*Exercise requirements:*
No line of the records may be dropped; print them all again exactly.

*Supplied records:*
PR #1216, opened 2020-01-09
PLATO-488: Create correct tab order for Artstor viewer

jialin-he:
- In fullscreen mode, the tab order is:
   - Main canvas
   - Zoom in, zoom out, fit to view
   - Compare, exit
   - Page arrows
   - Thumbnails in the reference strip if it is multi-view
   - Pagination buttons
   - Hide caption, quiz mode toggle button
- Make sure the newly added `tabindex` doesn't interfere the original tab order in non-fullscreen mode

### DIFF
--- a/src/app/asset-page/artstor-viewer/artstor-viewer.component.html
+++ b/src/app/asset-page/artstor-viewer/artstor-viewer.component.html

*Response area:*
PR #1216, opened 2020-01-09
PLATO-488: Create correct tab order for Artstor viewer

jialin-he:
- In fullscreen mode, the tab order is:
   - Main canvas
   - Zoom in, zoom out, fit to view
   - Compare, exit
   - Page arrows
   - Thumbnails in the reference strip if it is multi-view
   - Pagination buttons
   - Hide caption, quiz mode toggle button
- Make sure the newly added `tabindex` doesn't interfere the original tab order in non-fullscreen mode

### DIFF
--- a/src/app/asset-page/artstor-viewer/artstor-viewer.component.html
+++ b/src/app/asset-page/artstor-viewer/artstor-viewer.component.html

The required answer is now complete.